The Serum Institute of India on Tuesday once again dismissed the claims of a Chennai volunteer who said he had faced “severe adverse effects” due to the trials of its potential coronavirus vaccine Covishield. The drug manufacturer said that the vaccine was “safe and immunogenic” and was not the reason behind the complications faced by the volunteer.
“The incident with the Chennai volunteer, though highly unfortunate, was in no way induced by the vaccine and Serum Institute of India is sympathetic with the volunteer’s medical condition,” the company claimed.
The Pune-based firm also said that it had followed “requisite regulatory and ethical processes and guidelines” during the administering of the vaccine.
The statement said that it had informed about the incident to officials of the Data and Safety Monitoring Board and the Ethics Committee, who cleared it as a “non-related issue to the vaccine trial”. A report and data on the incident were then submitted to the Drugs Controller General of India, and the trials were continued only after the “required processes” were cleared, Serum Institute said.

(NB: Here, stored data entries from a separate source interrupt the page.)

PR #979, opened 2026-07-10
fix(tools): lcm_describe accepts full [LCM Tool Output: ...] reference strings

### LINKED ISSUE #895: lcm_describe should accept full LCM Tool Output reference strings
## Problem

`lcm_describe` supports drilldown for `file_xxx` IDs, and the tool description tells agents to use it when they see an `[LCM Tool Output: file_xxx | ...]` reference.

However, the natural thing for an agent to pass may be the whole visible reference string, for example:

```text
[LCM Tool Output: file_abc123 | tool=Bash | 42,000 bytes]
```

Rather than extracting only:

```text
file_abc123
```

The retrieval path appears to route by ID prefix (`file_`, `sum_`, etc.), so passing the full bracketed reference is likely to miss unless every agent remembers to parse the ID first.

## Expected behavior

`lcm_describe` should accept full LCM reference strings and extract the embedded `file_xxx` ID when unambiguous.

## Acceptance criteria

- `lcm_describe(id="file_xxx", expandFile=true)` continues to work.
- `lcm_describe(id="[LCM Tool Output: file_xxx | tool=... | N bytes]", expandFile=true)` resolves the same file.
- The parser is conservative: if zero or multiple `file_xxx` IDs are present, return a clear validation error instead of guessing.
- Tests cover `[LCM Tool Output: ...]`, `[LCM File: ...]` if applicable, and malformed/multiple-ID strings.
- Tool help mentions that either a raw `file_xxx` ID or a copied LCM reference string is accepted.

cxbAsDev:
Closes #895.

 now extracts a bare `file_xxx` or `sum_xxx` ID from a full reference string such as `[LCM Tool Output: file_xxx | tool=... | N bytes]`, so agents can paste the reference directly instead of manually isolating the ID.

### DIFF
--- a/.changeset/lcm-describe-reference-string.md
+++ b/.changeset/lcm-describe-reference-string.md
@@ -1,0 +1,5 @@
+---
+"@martian-engineering/lossless-claw": patch
+---
+
+`lcm_describe` now accepts a full `[LCM Tool Output: file_xxx | ...]` reference string as `id`, extracting the embedded `file_xxx` or `sum_xxx` ID automatically. Bare IDs continue to work, and unrecognized inputs return a clearer error hint.
--- a/.changeset/lcm-describe-reference-string.md
+++ b/.changeset/lcm-describe-reference-string.md
@@ -2,4 +2,4 @@
 "@martian-engineering/lossless-claw": patch
 ---
 
-`lcm_describe` now accepts a full `[LCM Tool Output: file_xxx | ...]` reference string as `id`, extracting the embedded `file_xxx` or `sum_xxx` ID automatically. Bare IDs continue to work, and unrecognized inputs return a clearer error hint.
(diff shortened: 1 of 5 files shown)


jalehman:
Maintainer triage note: this is a real and project-appropriate fix, but the parser is currently broader than #895 asks for.

The issue acceptance criteria call for conservative parsing. The current implementation extracts the first `sum_` / `file_` token anywhere in the argument, which can silently select the wrong record when input contains multiple IDs or a malformed partial ID.

Suggested narrow revision:

- Accept bare IDs and recognized copied reference forms.
- Reject ambiguous/malformed input with clear errors, especially zero IDs and multiple IDs.
- Add tests for multiple IDs, malformed/disallowed-character bare IDs, and `[LCM File: ...]` if that copied form is intended to be supported.

I would not close this PR; the direction is right, but it needs the conservative parser behavior before review/merge.

jalehman:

It reiterated that the legal notice sent by the volunteer maligns the reputation of the company and assured that the vaccine will not be released until it is proven to be immunogenic and safe.
On Sunday, after the volunteer levelled the charges against Serum Institute, the company filed a Rs 100 crore defamation suit, calling the allegations “malicious” and “misconceived”.

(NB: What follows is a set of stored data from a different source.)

Issue #883, opened 2026-06-11
independentLogFile isn't a valid config value


DigitalCharon:
I'm trying to debug issues that occur when I try to use lossless-claw. So I tried to set a log file based on what I saw in the [config reference](https://github.com/Martian-Engineering/lossless-claw/blob/main/docs/configuration.md). 

```json
  "independentLogFile": {
    "enabled": true,
    "file": "/.openclaw/lcm-logs/log.log",
    "maxFileBytes": 104857600
  },
``` 

However, I get this error:
```shell
plugins.entries.lossless-claw.config: invalid config: must not have additional properties: "independentLogFile"
```

PR #980, opened 2026-07-10
fix(log): make independent log file redaction tests deterministic

cxbAsDev:
Relates to #883.

The independentLogFile config key is already declared in openclaw.plugin.json and accepted by src/db/config.ts. This change fixes test flakiness: when openclaw is installed in the test environment, createRequire loads the host redactor and the fallback-redaction tests see host-redacted output instead of the expected [REDACTED] markers. The tests now reset or inject the redactor explicitly so the fallback path is deterministic.


jalehman:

A 40-year-old participant had sent a legal notice on November 21 and sued Serum Institute for Rs 5 crore. He was administered a dose of the vaccine at Chennai’s Sri Ramachandra Institute of Higher Education and Research on October 1. Copies of his legal notice have also been sent to the chief executive of AstraZeneca in the United Kingdom, chief investigator of the Oxford trials and vice-chancellor of Ramachandra Institute.
He alleged that the vaccine triggered an adverse reaction, including neurological impairment.
Serum Institute of India has partnered with the British drugmaker AstraZeneca and the University of Oxford to conduct trials on its vaccine in India and produce it if it secures approval.
The volunteer demanded that the vaccine trial be immediately halted and all plans for its “manufacture and distribution” be suspended, failing which legal action would be taken. According to the legal notice, there was a total “behavioural change” in the participant and he seemed unaware of his surroundings.
Meanwhile a senior scientist at the Indian Council of Medical Research on Monday said that the Drugs Controller General of India was assessing the incident and it was expected to be completed soon. Dr Samiran Panda said that a vaccine trial, which looks at safety and efficacy of a drug, would come across some side effects or adverse effects. “The point is to figure out if the adverse event is linked to the investigational product, in this case the vaccine,” he said.